[Collected data]

- Opening Delimiter -

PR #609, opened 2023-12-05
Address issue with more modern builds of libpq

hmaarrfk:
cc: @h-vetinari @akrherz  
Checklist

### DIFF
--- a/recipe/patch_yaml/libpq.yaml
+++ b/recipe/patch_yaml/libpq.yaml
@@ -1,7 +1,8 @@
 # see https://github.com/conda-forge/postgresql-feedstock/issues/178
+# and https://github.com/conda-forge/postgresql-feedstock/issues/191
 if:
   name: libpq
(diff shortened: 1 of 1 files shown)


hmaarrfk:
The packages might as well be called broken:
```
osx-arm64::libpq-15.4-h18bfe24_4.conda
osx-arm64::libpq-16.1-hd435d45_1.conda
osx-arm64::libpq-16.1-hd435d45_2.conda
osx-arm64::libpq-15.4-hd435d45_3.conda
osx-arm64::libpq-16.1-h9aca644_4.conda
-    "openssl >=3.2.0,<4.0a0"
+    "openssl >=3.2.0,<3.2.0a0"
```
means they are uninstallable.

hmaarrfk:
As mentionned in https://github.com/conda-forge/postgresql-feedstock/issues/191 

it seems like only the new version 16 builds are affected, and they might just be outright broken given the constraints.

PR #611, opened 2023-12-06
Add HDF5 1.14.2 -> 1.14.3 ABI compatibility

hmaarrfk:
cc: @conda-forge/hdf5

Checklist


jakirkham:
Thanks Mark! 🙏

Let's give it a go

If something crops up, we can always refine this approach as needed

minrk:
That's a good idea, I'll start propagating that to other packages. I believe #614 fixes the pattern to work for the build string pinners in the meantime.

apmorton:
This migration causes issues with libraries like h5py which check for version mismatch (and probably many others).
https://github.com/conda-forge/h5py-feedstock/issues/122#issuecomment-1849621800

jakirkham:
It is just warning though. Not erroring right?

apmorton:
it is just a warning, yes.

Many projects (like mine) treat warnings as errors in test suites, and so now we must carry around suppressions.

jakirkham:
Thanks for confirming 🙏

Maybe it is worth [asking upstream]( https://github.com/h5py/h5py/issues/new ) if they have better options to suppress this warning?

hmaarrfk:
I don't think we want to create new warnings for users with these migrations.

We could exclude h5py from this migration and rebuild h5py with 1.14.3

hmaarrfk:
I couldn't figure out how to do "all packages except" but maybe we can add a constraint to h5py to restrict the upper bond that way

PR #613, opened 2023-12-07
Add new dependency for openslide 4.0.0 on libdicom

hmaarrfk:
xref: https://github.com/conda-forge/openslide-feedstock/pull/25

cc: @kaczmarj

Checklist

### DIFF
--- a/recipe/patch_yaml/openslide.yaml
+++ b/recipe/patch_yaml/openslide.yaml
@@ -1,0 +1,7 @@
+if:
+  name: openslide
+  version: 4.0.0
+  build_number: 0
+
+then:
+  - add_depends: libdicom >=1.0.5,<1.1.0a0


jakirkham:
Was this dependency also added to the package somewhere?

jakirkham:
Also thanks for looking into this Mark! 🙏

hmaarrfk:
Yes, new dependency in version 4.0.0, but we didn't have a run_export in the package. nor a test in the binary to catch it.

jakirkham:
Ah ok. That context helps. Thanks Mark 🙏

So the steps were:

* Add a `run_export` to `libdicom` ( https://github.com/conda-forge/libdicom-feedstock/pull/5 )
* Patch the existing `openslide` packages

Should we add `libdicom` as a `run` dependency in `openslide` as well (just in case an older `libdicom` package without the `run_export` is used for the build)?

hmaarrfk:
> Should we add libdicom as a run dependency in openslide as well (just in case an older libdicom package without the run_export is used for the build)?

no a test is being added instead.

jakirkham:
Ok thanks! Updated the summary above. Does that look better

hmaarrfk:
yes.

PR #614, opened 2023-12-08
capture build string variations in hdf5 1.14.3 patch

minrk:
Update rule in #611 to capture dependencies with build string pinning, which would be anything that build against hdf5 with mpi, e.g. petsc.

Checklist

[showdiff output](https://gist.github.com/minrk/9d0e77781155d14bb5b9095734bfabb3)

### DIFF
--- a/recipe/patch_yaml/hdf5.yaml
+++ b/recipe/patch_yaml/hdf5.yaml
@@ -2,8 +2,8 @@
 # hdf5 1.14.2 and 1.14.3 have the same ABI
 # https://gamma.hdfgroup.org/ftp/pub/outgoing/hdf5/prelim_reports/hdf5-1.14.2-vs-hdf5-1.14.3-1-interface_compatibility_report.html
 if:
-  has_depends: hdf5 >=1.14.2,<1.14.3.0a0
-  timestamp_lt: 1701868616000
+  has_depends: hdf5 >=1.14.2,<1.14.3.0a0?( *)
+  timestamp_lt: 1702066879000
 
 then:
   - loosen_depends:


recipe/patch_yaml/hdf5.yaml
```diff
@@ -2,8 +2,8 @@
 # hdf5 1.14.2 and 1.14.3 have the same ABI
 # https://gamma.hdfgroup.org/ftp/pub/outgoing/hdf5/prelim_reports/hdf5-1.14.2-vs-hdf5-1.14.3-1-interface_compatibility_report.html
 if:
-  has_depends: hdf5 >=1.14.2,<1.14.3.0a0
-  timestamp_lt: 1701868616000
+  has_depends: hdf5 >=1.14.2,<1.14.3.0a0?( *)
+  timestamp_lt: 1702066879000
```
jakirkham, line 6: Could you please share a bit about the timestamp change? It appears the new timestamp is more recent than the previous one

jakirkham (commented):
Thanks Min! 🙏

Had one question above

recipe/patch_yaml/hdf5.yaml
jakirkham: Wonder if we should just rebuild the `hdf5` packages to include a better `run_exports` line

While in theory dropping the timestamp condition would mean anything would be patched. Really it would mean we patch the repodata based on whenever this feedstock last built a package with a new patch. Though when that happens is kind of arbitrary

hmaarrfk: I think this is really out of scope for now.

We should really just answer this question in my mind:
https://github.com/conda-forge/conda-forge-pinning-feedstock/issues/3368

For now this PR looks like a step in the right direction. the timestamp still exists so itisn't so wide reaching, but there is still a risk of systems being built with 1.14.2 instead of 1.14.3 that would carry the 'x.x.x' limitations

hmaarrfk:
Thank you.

- Closing Delimiter -

■ Assignment ■
Each line of the data needs to be repeated exactly.

■ Expected answer ■
PR #609, opened 2023-12-05
Address issue with more modern builds of libpq

hmaarrfk:
cc: @h-vetinari @akrherz  
Checklist

### DIFF
--- a/recipe/patch_yaml/libpq.yaml
+++ b/recipe/patch_yaml/libpq.yaml
@@ -1,7 +1,8 @@
 # see https://github.com/conda-forge/postgresql-feedstock/issues/178
+# and https://github.com/conda-forge/postgresql-feedstock/issues/191
 if:
   name: libpq
(diff shortened: 1 of 1 files shown)


hmaarrfk:
The packages might as well be called broken:
```
osx-arm64::libpq-15.4-h18bfe24_4.conda
osx-arm64::libpq-16.1-hd435d45_1.conda
osx-arm64::libpq-16.1-hd435d45_2.conda
osx-arm64::libpq-15.4-hd435d45_3.conda
osx-arm64::libpq-16.1-h9aca644_4.conda
-    "openssl >=3.2.0,<4.0a0"
+    "openssl >=3.2.0,<3.2.0a0"
```
means they are uninstallable.

hmaarrfk:
As mentionned in https://github.com/conda-forge/postgresql-feedstock/issues/191 

it seems like only the new version 16 builds are affected, and they might just be outright broken given the constraints.

PR #611, opened 2023-12-06
Add HDF5 1.14.2 -> 1.14.3 ABI compatibility

hmaarrfk:
cc: @conda-forge/hdf5

Checklist


jakirkham:
Thanks Mark! 🙏

Let's give it a go

If something crops up, we can always refine this approach as needed

minrk:
That's a good idea, I'll start propagating that to other packages. I believe #614 fixes the pattern to work for the build string pinners in the meantime.

apmorton:
This migration causes issues with libraries like h5py which check for version mismatch (and probably many others).
https://github.com/conda-forge/h5py-feedstock/issues/122#issuecomment-1849621800

jakirkham:
It is just warning though. Not erroring right?

apmorton:
it is just a warning, yes.

Many projects (like mine) treat warnings as errors in test suites, and so now we must carry around suppressions.

jakirkham:
Thanks for confirming 🙏

Maybe it is worth [asking upstream]( https://github.com/h5py/h5py/issues/new ) if they have better options to suppress this warning?

hmaarrfk:
I don't think we want to create new warnings for users with these migrations.

We could exclude h5py from this migration and rebuild h5py with 1.14.3

hmaarrfk:
I couldn't figure out how to do "all packages except" but maybe we can add a constraint to h5py to restrict the upper bond that way

PR #613, opened 2023-12-07
Add new dependency for openslide 4.0.0 on libdicom

hmaarrfk:
xref: https://github.com/conda-forge/openslide-feedstock/pull/25

cc: @kaczmarj

Checklist

### DIFF
--- a/recipe/patch_yaml/openslide.yaml
+++ b/recipe/patch_yaml/openslide.yaml
@@ -1,0 +1,7 @@
+if:
+  name: openslide
+  version: 4.0.0
+  build_number: 0
+
+then:
+  - add_depends: libdicom >=1.0.5,<1.1.0a0


jakirkham:
Was this dependency also added to the package somewhere?

jakirkham:
Also thanks for looking into this Mark! 🙏

hmaarrfk:
Yes, new dependency in version 4.0.0, but we didn't have a run_export in the package. nor a test in the binary to catch it.

jakirkham:
Ah ok. That context helps. Thanks Mark 🙏

So the steps were:

* Add a `run_export` to `libdicom` ( https://github.com/conda-forge/libdicom-feedstock/pull/5 )
* Patch the existing `openslide` packages

Should we add `libdicom` as a `run` dependency in `openslide` as well (just in case an older `libdicom` package without the `run_export` is used for the build)?

hmaarrfk:
> Should we add libdicom as a run dependency in openslide as well (just in case an older libdicom package without the run_export is used for the build)?

no a test is being added instead.

jakirkham:
Ok thanks! Updated the summary above. Does that look better

hmaarrfk:
yes.

PR #614, opened 2023-12-08
capture build string variations in hdf5 1.14.3 patch

minrk:
Update rule in #611 to capture dependencies with build string pinning, which would be anything that build against hdf5 with mpi, e.g. petsc.

Checklist

[showdiff output](https://gist.github.com/minrk/9d0e77781155d14bb5b9095734bfabb3)

### DIFF
--- a/recipe/patch_yaml/hdf5.yaml
+++ b/recipe/patch_yaml/hdf5.yaml
@@ -2,8 +2,8 @@
 # hdf5 1.14.2 and 1.14.3 have the same ABI
 # https://gamma.hdfgroup.org/ftp/pub/outgoing/hdf5/prelim_reports/hdf5-1.14.2-vs-hdf5-1.14.3-1-interface_compatibility_report.html
 if:
-  has_depends: hdf5 >=1.14.2,<1.14.3.0a0
-  timestamp_lt: 1701868616000
+  has_depends: hdf5 >=1.14.2,<1.14.3.0a0?( *)
+  timestamp_lt: 1702066879000
 
 then:
   - loosen_depends:


recipe/patch_yaml/hdf5.yaml
```diff
@@ -2,8 +2,8 @@
 # hdf5 1.14.2 and 1.14.3 have the same ABI
 # https://gamma.hdfgroup.org/ftp/pub/outgoing/hdf5/prelim_reports/hdf5-1.14.2-vs-hdf5-1.14.3-1-interface_compatibility_report.html
 if:
-  has_depends: hdf5 >=1.14.2,<1.14.3.0a0
-  timestamp_lt: 1701868616000
+  has_depends: hdf5 >=1.14.2,<1.14.3.0a0?( *)
+  timestamp_lt: 1702066879000
```
jakirkham, line 6: Could you please share a bit about the timestamp change? It appears the new timestamp is more recent than the previous one

jakirkham (commented):
Thanks Min! 🙏

Had one question above

recipe/patch_yaml/hdf5.yaml
jakirkham: Wonder if we should just rebuild the `hdf5` packages to include a better `run_exports` line

While in theory dropping the timestamp condition would mean anything would be patched. Really it would mean we patch the repodata based on whenever this feedstock last built a package with a new patch. Though when that happens is kind of arbitrary

hmaarrfk: I think this is really out of scope for now.

We should really just answer this question in my mind:
https://github.com/conda-forge/conda-forge-pinning-feedstock/issues/3368

For now this PR looks like a step in the right direction. the timestamp still exists so itisn't so wide reaching, but there is still a risk of systems being built with 1.14.2 instead of 1.14.3 that would carry the 'x.x.x' limitations

hmaarrfk:
Thank you.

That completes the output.